### WHAT YOU ARE ASKED TO DO
In the records that follow, show each line where the word "connect" is present.
====
PR #1803, opened 2024-02-12
Add a socket address type

glbrntt:
Motivation:

Name resolvers resolve targets to an address we know how to connect to. This could be represented as an IPv4, IPv6, UDS or VSOCK address which can all be wrapped up in a broader 'SocketAddress'.

Modifications:

- Add a SocketAddress type and tests

Results:

Can represent an address to connect to

### DIFF
--- a/Tests/GRPCHTTP2CoreTests/Client/Resolver/SocketAddressTests.swift
+++ b/Tests/GRPCHTTP2CoreTests/Client/Resolver/SocketAddressTests.swift
@@ -1,0 +1,74 @@
+/*
+ * Copyright 2024, gRPC Authors All rights reserved.
+ *
+ * Licensed under the Apache License, Version 2.0 (the "License");
+ * you may not use this file except in compliance with the License.
+ * You may obtain a copy of the License at
+ *
+ *     http://www.apache.org/licenses/LICENSE-2.0
+ *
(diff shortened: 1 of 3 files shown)


Tests/GRPCHTTP2CoreTests/Client/Resolver/SocketAddressTests.swift
```diff
@@ -0,0 +1,74 @@
...
+    var address: SocketAddress = .ipv4(host: "127.0.0.1", port: 42)
+    XCTAssertDescription(address, "[ipv4]127.0.0.1:42")
+
+    address = .ipv6(host: "::1", port: 42)
+    XCTAssertDescription(address, "[ipv6]::1:42")
+
+    address = .unixDomainSocket(path: "baz")
+    XCTAssertDescription(address, "[unix]baz")
+
+    address = .vsock(contextID: 314, port: 159)
```
gjcairo, line 57: Can we add an assertion when using `.any`?

gjcairo (approved):
LGTM just one nit

Tests/GRPCHTTP2CoreTests/Client/Resolver/SocketAddressTests.swift
glbrntt: done!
====
### OUTPUT OF THE EXERCISE
Name resolvers resolve targets to an address we know how to connect to. This could be represented as an IPv4, IPv6, UDS or VSOCK address which can all be wrapped up in a broader 'SocketAddress'.
Can represent an address to connect to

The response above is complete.